UN's Ban Urges Diplomacy in Iran Nuclear Dispute

United Nations Secretary-General Ban Ki-moon (file photo)
United Nations Secretary-General Ban Ki-moon (file photo)

United Nations Secretary General Ban Ki-moon is calling on Iran and the West to resolve the dispute over Iran's nuclear program through talks instead of military action.

A Ban spokesman said Thursday that diplomacy is the only way to settle the issue. Recent Israeli media reports say Israel has been considering a military strike on Iran's nuclear sites to stop what the West suspects is Iranian plans build nuclear weapons.

Iran's Supreme Leader Ayatollah Ali Khamenei said Thursday Iran will respond to any military strike by Israel or the United States with "iron fists."

U.S. Defense Secretary Leon Panetta says military action against Iran could have what he calls "unintended consequences. Panetta says striking at Iran would not deter its nuclear ambitions while having a serious impact on the region and on U.S. forces.

The International Atomic Energy Agency said this week it has "credible" evidence of Iranian efforts to design a nuclear weapon. Iran rejects the allegation and insists its nuclear program is peaceful. Iranian President Mahmoud Ahmadinejad says Wednesday Iran will not retreat "one iota" from its nuclear activities.

Israel responded to the IAEA by calling on the international community to stop Iran from gaining nuclear weapons and endangering world peace. Israel is widely believed to have the only nuclear arsenal in the Middle East. It sees a nuclear-armed Iran as a threat to its existence.
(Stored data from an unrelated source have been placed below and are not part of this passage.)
PR #58, opened 2023-10-10
Song Lyrics extension

Tolriq:
Add an extension to enable the songId parameter to getLyrics to ensure proper lyrics are returned for a given song (Embedded, local lrc, ...)

Since this is pretty basic I directly make the request here.

### DIFF
--- a/content/en/docs/Endpoints/getlyrics.md
+++ b/content/en/docs/Endpoints/getlyrics.md
@@ -17,10 +17,13 @@ Searches for and returns lyrics for a given song.
 | --- | --- | --- | --- | --- |
 | `artist` | No  |  |   | The artist name. |
 | `title` | No  |  |   | The song title. |
+| `songId` | No  | **Yes**  |   | The song ID. The [`Song Lyrics`](../../extensions/songlyrics/) extension enables this parameter. |
 
 ### Example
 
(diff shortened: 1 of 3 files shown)


kgarner7:
Adding on to the above, some things to consider:
- if you are going by tags, a file could have **both** synced and unsynced lyrics (or perhaps a server fetches from a third-party service).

Britain, France, and Germany warns that Iran faces additional sanctions if it refuses to address international concerns about its nuclear work. But, Russia's foreign ministry said Thursday that Russian and Chinese diplomats agree that new sanctions "will not lead to the desired result" of resolving the Iranian nuclear dispute.

The U.N. Security Council has passed four sets of sanctions on Iran for refusing to stop nuclear activities that have both civilian and military uses.

Some information for this report was provided by AFP and AP.